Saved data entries
....

PR #1419, opened 2022-05-24
Assert equality of JSONObject::toMap instead of similar()

a1exsh:
1. It seems that "similar" is "almost equal".
2. A failing test report is more helpful.


samizzy:
:+1:

a1exsh:
:+1:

....

Looking through the records, copy out every line in which the word "similar" is found.

Assert equality of JSONObject::toMap instead of similar()
1. It seems that "similar" is "almost equal".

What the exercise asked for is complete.